Are you the backup or plan B chick?

black couple in bed
Photo credit: wavebreakmedia / Shutterstock.com

Are you the backup or plan B chick? Ladies, have you ever been in a situation where you parted ways and blamed yourself and even prayed to have him back in your life again? You promise to be a better mate, if you are given the opportunity. You feel lost, empty, unhappy and miserable. You would do anything to have just one more chance. Well, your prayers are answered; the phone rings and it’s him. He tells you all the things to make you swoon and emphatically apologizes, while begging to come over. Of course, you oblige. He comes over and tells you how miserable he has been without you and how you are the only one he’s been able to think about since you went your separate ways. And, now you have butterflies, again.

Have you forgotten about all the pain, grief and stress that he caused when he walked away from your relationship, while breaking your heart at the same time? Of course, you are in your feelings now, and forgetting about how he just dropped you to date his coworker several months ago — with no explanation. You really want to believe that everything he is saying is true and that you are the missing piece to his puzzle, which completes him.


Ladies, if you don’t know by now, his lines are all scripted and unfortunately, you have taken the bait. Now, you are witnessing the same behavior as before. He doesn’t call, take you out or treat you with respect and now you’re wondering what happened?

First of all, you made it too easy for him to come back and it was a confirmation to him, that you are willing to accept the plan B chick behavior. With that being said, here are some key pointers that should keep you from falling into this trap.


  • Stop waiting by the phone, waiting for it to ring or gazing at your text messages.
  • Don’t hold any animosity or resentment, which can cause you to be stressed or sick.
  • The next time he calls and wants to see you, tell him that you’re busy. The second call — you’ll think about it. The third call — you’re still thinking about it. The fourth call — you need to discuss it with your new boo (even if you don’t have one).
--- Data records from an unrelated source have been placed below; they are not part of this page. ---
Issue #62, opened 2023-09-26
Add acceleration test components and associated reference components


ronald-cron-arm:
Add in TF-PSA-Crypto the equivalent of the test_psa_crypto_config_accel.* and test_psa_crypto_config_reference.* components.

`test_psa_crypto_config_accel_ecdsa` not in scope of this issue (part of #61).

Depends on #61.

PR #612, opened 2025-12-15
Add dispatch testing of ECDSA and ECDH to a driver

ronald-cron-arm:
## Description
This PR progresses https://github.com/Mbed-TLS/TF-PSA-Crypto/issues/62.
~~Depends on: #586~~

## PR checklist
- [x] **mbedtls 3.6 PR** not required because: TF-PSA-Crypto only work


ronald-cron-arm:
I've re-based on top of development following the merge of #586.

core/CMakeLists.txt
gilles-peskine-arm, line 1: Preexisting: why not take `*.c`?

In Mbed TLS, we enumerated the crypto files because we wanted to control which files went into each library (crypto, x509, tls). But here this doesn't apply.

core/constant_time.c
gilles-peskine-arm, line 1: I disagree with the move from `constant_time.c` to `constant_time_internal.c`. The reason most functions in this file are not public is that it's an internal API. However, many of these functions are used in Mbed TLS, and unlike most uses of internal functions in Mbed TLS, this is here to stay, it's not some leftover from having rushed the split.

The constant-time functions may also be used by third-party drivers, although at their own risk since we don't promise API stability for them. When we create the directory for support modules like platform and base64, `constant_time.c` should also move there. In the meantime, `constant_time.c` and `constant_time_internal.h` should move to `core`, with no splitting.

I guess it would be more accurate to move `drivers/builtin/src/constant_time_internal.h` to `include/tf-psa-crypto/private/constant_time_experimental.h`, with documentation stating that these are unstable interfaces that may change at any time. That's not at all urgent. I think it won't matter until we start supporting running Mbed TLS with a newer minor version of TF-PSA_Crypto: at that time we will need to stabilize these interfaces to some extent.

drivers/builtin/src/bignum.c
```diff
@@ -2370,6 +2370,70 @@ int mbedtls_mpi_gen_prime(mbedtls_mpi *X, size_t nbits, int flags,
 
 #endif /* MBEDTLS_GENPRIME */
 
+
+#if defined(MBEDTLS_ASN1_WRITE_C) || defined(MBEDTLS_ASN1_PARSE_C) || \
+    defined(PSA_HAVE_ALG_SOME_ECDSA)
```
gilles-peskine-arm: These are not the same guards as before the move. Before the move, in addition to `MBEDTLS_BIGNUM_C` for both, `mbedtls_asn1_get_mpi` was guarded by `MBEDTLS_ASN1_PARSE_C`, and `mbedtls_asn1_write_mpi` was guarded by `MBEDTLS_ASN1_WRITE_C`.

I think ~neither~ the old guards were correct. Let's check who consume these functions:

* pkwrite/pkparse consumes ASN.1 in the obvious direction (for the mpi function: only pkparse) and `*check_config.h` has the corresponding check.
* X.509 consumes ASN.1 in the obvious direction and `*check_config.h` has the corresponding check. (X.509 also consumes a few functions in the non-obvious direction, which is why parts of `asn1write.c` and `asn1parse.c` are enabled even if only the opposite direction is enabled, but that doesn't apply to the mpi functions.)
* RSA consumes ASN.1 in both directions and `*adjust*` auto-enables them.
* For built-in ECDSA, `*adjust*` auto-enables ASN.1 in both directions.

So there's nobody that's trying to use `mbedtls_asn1_get_mpi` without `MBEDTLS_ASN1_PARSE_C`, or `mbedtls_asn1_write_mpi` without `MBEDTLS_ASN1_WRITE_C`.

tests/scripts/components-configuration-crypto.sh
```diff
@@ -11,6 +11,28 @@
...
+component_test_accel_ecdsa() {
+    msg "build: accelerated ECDSA"
+
+    # Build
+    # -----
+
+    cd $OUT_OF_SOURCE_DIR
+
+    cmake -DTF_PSA_CRYPTO_TEST_DRIVER=On \
+          -DTF_PSA_CRYPTO_USER_CONFIG_FILE="../tests/configs/user-config-accel-ecdsa.h" ..
```
gilles-peskine-arm, line 45: I appreciate the simplicity of having a ready-to-use file instead of a convoluted script. However, we are losing the ability to enumerate all the curves (and all the key pair sub-features). If we add a curve, it won't be enabled automatically unless we remember to add it to the config.

I'm not sure, is that ok? I think that if we forget a curve in the accel list, then the library will see that ECDSA can only be partially accelerated, and so `ecdsa.c.o` won't be empty, and we'll get a CI failure below. However, this is gray-box testing: we're assuming that the library implements this logic to enable built-in ECDSA if some curves are not accelerated. Does that matter? Are we validating that logic elsewhere?

tests/configs/user-config-accel-ecdsa.h
```diff
@@ -0,0 +1,18 @@
...
+#define MBEDTLS_PSA_ACCEL_KEY_TYPE_ECC_KEY_PAIR_GENERATE
+#define MBEDTLS_PSA_ACCEL_ECC_BRAINPOOL_P_R1_256
+#define MBEDTLS_PSA_ACCEL_ECC_BRAINPOOL_P_R1_384
+#define MBEDTLS_PSA_ACCEL_ECC_BRAINPOOL_P_R1_512
+#define MBEDTLS_PSA_ACCEL_ECC_MONTGOMERY_255
+#define MBEDTLS_PSA_ACCEL_ECC_MONTGOMERY_448
+#define MBEDTLS_PSA_ACCEL_ECC_SECP_K1_256
+#define MBEDTLS_PSA_ACCEL_ECC_SECP_R1_256
+#define MBEDTLS_PSA_ACCEL_ECC_SECP_R1_384
+#define MBEDTLS_PSA_ACCEL_ECC_SECP_R1_521
```
gilles-peskine-arm, line 16: To make it a little more visible that we have a file that's supposed to be complete, I'd like to have the key types and curves in a separate file `tests/configs/user-config-accel-ecc-all-types.h`, included here. Or perhaps `user-config-accel-all-ecc.h` and undefine ECDH and ECJPAKE.

Similar structure for `user-config-accel-ecdh.h` of course.

tests/configs/user-config-accel-ecdsa.h
```diff
@@ -0,0 +1,18 @@
...
+#define MBEDTLS_PSA_ACCEL_KEY_TYPE_ECC_PUBLIC_KEY
+#define MBEDTLS_PSA_ACCEL_KEY_TYPE_ECC_KEY_PAIR_BASIC
+#define MBEDTLS_PSA_ACCEL_KEY_TYPE_ECC_KEY_PAIR_IMPORT
+#define MBEDTLS_PSA_ACCEL_KEY_TYPE_ECC_KEY_PAIR_EXPORT
+#define MBEDTLS_PSA_ACCEL_KEY_TYPE_ECC_KEY_PAIR_GENERATE
+#define MBEDTLS_PSA_ACCEL_ECC_BRAINPOOL_P_R1_256
+#define MBEDTLS_PSA_ACCEL_ECC_BRAINPOOL_P_R1_384
+#define MBEDTLS_PSA_ACCEL_ECC_BRAINPOOL_P_R1_512
+#define MBEDTLS_PSA_ACCEL_ECC_MONTGOMERY_255
+#define MBEDTLS_PSA_ACCEL_ECC_MONTGOMERY_448
```
gilles-peskine-arm, line 12: This reproduces the current `component_test_psa_crypto_config_accel_ecdsa` in Mbed TLS.

But ECDSA doesn't do Curve25519 or Curve448, so I wonder if we should keep them unaccelerated here?

gilles-peskine-arm (changes requested):
I disagree with the split of `constant_time.c`. A few minor issues otherwise.

core/constant_time.c
ronald-cron-arm: fine by me, I will move constant_time.c and constant_time_internal.h to core.

tests/configs/user-config-accel-ecdsa.h
ronald-cron-arm: I have gone the `user-config-accel-all-ecc.h` way (just named user-config-accel-ecc.h there though) in the following PR where I felt the need to contain the number of `tests/configs/user-config-accel-xyz` files. `user-config-accel-ecc.h` defines all `MBEDTLS_PSA_ACCEL_` ECC macros and the acceleration components unset some of them depending on their needs.

tests/scripts/components-configuration-crypto.sh
ronald-cron-arm: As explained below, in the next PR I reduce to one the number of user config file needed for all ECC acceleration components: `user-config-accel-ecc.h`. The file defines all the possible  `MBEDTLS_PSA_ACCEL_` ECC macros. Then we could have a check component checking that `user-config-accel-ecc.h` is up to date. Wdyt?

gilles-peskine-arm: Sounds good.

To be clear, I'm not sure that it's a problem if the list goes out of date: I think it will fail safe, in the sense that AFAICT it will cause a CI failure which shouldn't be too hard to understand.

tests/configs/user-config-accel-ecdsa.h
ronald-cron-arm: By not accelerating them we test that this does not re-enable ecdsa.c.
But then we need to disable PK as otherwise, we hit:
#error "Unsupported partial support for ECC curves acceleration, see docs/driver-only-builds.md"

gilles-peskine-arm: Thanks for trying it! PK is probably the most important thing to test for the impact of having drivers for asymmetric crypto. So please keep PK enabled and Montgomery curves accelerated.

gilles-peskine-arm (changes requested):
LGTM at f983e9cd507013e9d24e765feb6ce334d487dbd4, although it would be nice to add a comment explaining why Montgomery curves need to be accelerated in `user-config-accel-ecdsa.h`.

I'm ok to force-push to remove b34dcd90c1b4ce89763853370a007f94ffedf2d5 from the history. Also ok to squash the reverted commits.

There's a [CI failure](https://ci.trustedfirmware.org/job/mbed-tls-tf-psa-crypto-multibranch/job/PR-612-head/4/pipeline-console/log?nodeId=2978) I don't understand in `tf_psa_crypto_build_custom_config_file`. It seems related to 16ed54500500d0fe92a04047d856472230275bbf, which is desirable but out of scope, so feel free to also remove that commit if you can't see an easy fix.

ronald-cron-arm:
> LGTM at [f983e9c](https://github.com/Mbed-TLS/TF-PSA-Crypto/commit/f983e9cd507013e9d24e765feb6ce334d487dbd4), although it would be nice to add a comment explaining why Montgomery curves need to be accelerated in `user-config-accel-ecdsa.h`.
> 
> I'm ok to force-push to remove [b34dcd9](https://github.com/Mbed-TLS/TF-PSA-Crypto/commit/b34dcd90c1b4ce89763853370a007f94ffedf2d5) from the history. Also ok to squash the reverted commits.
> 
> There's a [CI failure](https://ci.trustedfirmware.org/job/mbed-tls-tf-psa-crypto-multibranch/job/PR-612-head/4/pipeline-console/log?nodeId=2978) I don't understand in `tf_psa_crypto_build_custom_config_file`. It seems related to [16ed545](https://github.com/Mbed-TLS/TF-PSA-Crypto/commit/16ed54500500d0fe92a04047d856472230275bbf), which is desirable but out of scope, so feel free to also remove that commit if you can't see an easy fix.

I have removed b34dcd9 and 16ed545 and squashed the revert commits. I need to think more about 16ed545. I will add a comment in the next PR about the Montgomery curves where `user-config-accel-ecdsa.h` is removed.

ronald-cron-arm:
I've rebased from https://github.com/Mbed-TLS/TF-PSA-Crypto/commit/932baaff1c4bf9bcd2ecea1d382bb424b46a71b7 to https://github.com/Mbed-TLS/TF-PSA-Crypto/commit/cc6bd1f68e36a84312d436b22d377f7b67ffb765 to get a more recent framework as needed by Mbed TLS.
```git range-diff 932baaff1c4bf9bcd2ecea1d382bb424b46a71b7~14..932baaff1c4bf9bcd2ecea1d382bb424b46a71b7 cc6bd1f68e36a84312d436b22d377f7b67ffb765~14..cc6bd1f68e36a84312d436b22d377f7b67ffb765```
to check the rebase.

gilles-peskine-arm (approved):
LGTM at cc6bd1f68e36a84312d436b22d377f7b67ffb765

minosgalanakis (approved):
Looks good:

I can confirm that the code does what it is intended and moving things around with few tweaks:
- drivers/builtin/src/psa_util.c was split into core/psa_util.c drivers/builtin/
    src/psa_util_internal.c. The migrated code is unchanged.
- mbedtls_asn1_write_mpi and mbedtls_asn1_get_mpi were migrated from drivers/
    builtin/src/asn1write.c and asn1parse.c into drivers/builtin/src/bignum.c. The only change was the removal of the PSA_HAVE_ALG_SOME_ECDSA from the guards, which was redundant as discussed in https://github.com/Mbed-TLS/TF-PSA-Crypto/pull/612/commits/038be0d6008b5c8f60f1b9995ec0f46d90b464b4#r2632813886
- Added new template configs and new test component to test the accelerated dispatch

The fifth call — tell him that you are available for dinner and that you need to see his changed behavior. If you see any remnants of his previous act or behavior, cut him loose. At this point, it should not bother you to let him go.

Ladies, if you don’t want to fall into the plan B trap, you must have the plan A mentality, which allows you to attract someone who respects and honors you. Stop waiting for the guy who isn’t sure that you’re enough and respect yourself enough to wait for the one that knows that you are.
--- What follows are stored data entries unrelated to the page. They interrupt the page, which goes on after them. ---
PR #615, opened 2025-12-18
PK: remove `pk_can_do()` -- part 1

valeriosetti:
### TL;DR
Addresses the first part of #523: modify `mbedtls_pk_[sign|verify]_ext()` so that they don't use `mbedtls_pk_can_do()`.

### Details

Commits in this PR can be divided into 3 blocks:

1. Extending tests for `mbedtls_pk_[sign|verify]_ext()` in order to cover all possible cases
2. Re-shape `mbedtls_pk_[sign|verify]_ext()` so that they _really_ perform as an `_ext` function over the simpler `mbedtls_pk_[sign|verify]()` counterparts: i.e. try to sign|verify using the specified sigalg and PK context.
   * This removes a lot of "special case handling" that was done previously
   * This simplifies testing: many comments added at point (1) to explain why `[sign|verify]_ext()` was behaving differently than expected are removed.
   * For example, after this reshaping opaque RSA keys can perform signature verification while previously this was not possible. And this didn't require any special treatment for the opaque context: just treating all the PK context in the same way allowed to improve the functionality.
3. Adapt tests that are failing after this change
   * In most of the cases it's just a change to the returned value.
   * As mentioned above, in some other cases there was an improvement in functionality so a test that was failing for lack of support now is passing.
   * There are only changes to PK tests, meaning that "users" of `[sign|verify]_ext()` are not affected by this functions' reshaping! To me this is a sort of proof that these changes might be potentially transparent for the end user.

### Advantage of the reshape

Once this will be merged we can make `mbedtls_pk_[sign|verify]()` calling into their `_ext()` counterpart (instead of the restartable ones) as it it normally happens for other "standard"/"extended" functions in the library.

## PR checklist

- [ ] **changelog** not required because: `mbedtls_pk_can_do` is internal, so nothing to be notified
- [ ] **mbedtls not required because: no change there
- **tests**  provided


drivers/builtin/src/pk.c
```diff
@@ -1148,71 +1160,83 @@ int mbedtls_pk_verify_ext(mbedtls_pk_sigalg_t type,
...
 
-    if (type != MBEDTLS_PK_SIGALG_RSA_PSS) {
-        return mbedtls_pk_verify(ctx, md_alg, hash, hash_len, sig, sig_len);
+    /* First select attributes to associate with the key being imported into PSA. */
+    key_type = PSA_KEY_TYPE_PUBLIC_KEY_OF_KEY_PAIR(mbedtls_pk_get_key_type(ctx));
+    psa_set_key_type(&attributes, key_type);
+    psa_set_key_usage_flags(&attributes, PSA_KEY_USAGE_VERIFY_HASH);
+
+    if (PSA_KEY_TYPE_IS_RSA(key_type)) {
+        psa_set_key_algorithm(&attributes, PSA_ALG_RSA_PKCS1V15_SIGN(PSA_ALG_ANY_HASH));
```
bjwtaylor, line 1175: So if you build the branch with PSA_WANT_ALG_RSA_PKCS1V15_SIGN and MBEDTLS_KEY_EXCHANGE_ECDHE_RSA_ENABLED unset a number of the tests will fail. Which I think is related to this line. Is it expected that it will no longer work with this configuration.

valeriosetti: Ideally if `MBEDTLS_PSA_CRYPTO_C` is defined then RSA-PSS is still used as enrollment algorithm, so verification should still work if the signature to be verified is really RSA-PSS and not PKCS v1.5.
But where did you get that configuration? The CI is green, but now I suspect that I missed something :/

bjwtaylor: So, this is potentially the question that config is completely made up to check if this change causes any issues. I guess it should still build with those configs disabled though? I also built development with the same configs disabled and you don't get the same failures. So I guess it's possible a regression, though I'm not sure if this is part of a wider plan?

valeriosetti: I'm currently investigating this and it's a bit weird. I just built `mbedtls` using
```
scripts/config.py full
scripts/config.py unset PSA_WANT_ALG_RSA_PKCS1V15_SIGN
scripts/config.py unset MBEDTLS_KEY_EXCHANGE_ECDHE_RSA_ENABLED
```
as you suggested and there are indeed tests which are failing. For example
`X509 CRT verification #1 (Revoked Cert, Expired CRL, no CN)`
from `test_suite_x509parse.data`. The problem is that this test has a `depends_on` on `MBEDTLS_PKCS1_V15` which should be disabled based on my configuration, but it's executed anyway (and it fails, of course).
I need to investigate on this a bit further

valeriosetti: Oh wait, that's because you must disable _also_ `PSA_WANT_ALG_RSA_PKCS1V15_CRYPT`. Doing that the test passes. Apparently legacy crypto had a single configuration for PKCS v1.5 (sign and crypt) whereas PSA API differentiate between the two.

valeriosetti: @bjwtaylor I just tried this component on `mbedtls`'s `development` (+ `git submodule update --recursive`):
```
component_tmp() {
    msg "Configure"

    scripts/config.py full
    scripts/config.py unset PSA_WANT_ALG_RSA_PKCS1V15_SIGN
    scripts/config.py unset MBEDTLS_KEY_EXCHANGE_ECDHE_RSA_ENABLED

    rm -rf build
    mkdir build

    msg "Build"
    (
        cd build
        cmake -D CMAKE_BUILD_TYPE=Debug ..
        make
    )

    msg "Test"
    (
        cd build/tests
        ./test_suite_x509parse
    )
}
```
and it fails the same as with my PR checked out in tf-psa-crypto. So it seems my PR is not introducing regressions.
Can you please double check?

bjwtaylor: As discussed, I think this requires further investigation as it worked prior to the addition of these commits. If we need to also disable PSA_WANT_ALG_RSA_PKCS1V15_CRYPT this should probably be reflected in the config dependencies. What do you think? EDIT: hadn't seen this above, let me confirm and come back to you.

bjwtaylor (commented):
as per https://github.com/Mbed-TLS/TF-PSA-Crypto/pull/615#discussion_r2768434259

drivers/builtin/src/pk.c
bjwtaylor: So, It's also failing for me on development now. So it could be something we've introduced recently, though doesn't look like a regression on this PR. So I'll leave it up to you and potentially the second reviewer, as to if this is worth fixing.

Sadly enough, I have experienced this firsthand. Ladies, we each deserve someone who is not afraid to commit. You are definitely worthy to be loved, respected, honored, pursued, adored and chosen, so don’t settle for anything less. As soon as you hear a man tell you “why do we have to add labels to or define our relationship?”; this really translates to “I’m only going to be around until I find something better.” Really? Don’t ever allow anyone to have that kind of power over you. And, never think that you are not worthy enough to be claimed or that if you set your standards too high, you might end up alone. It is always better to be alone than to be disrespected or taken for granted. Always love yourself and put yourself first.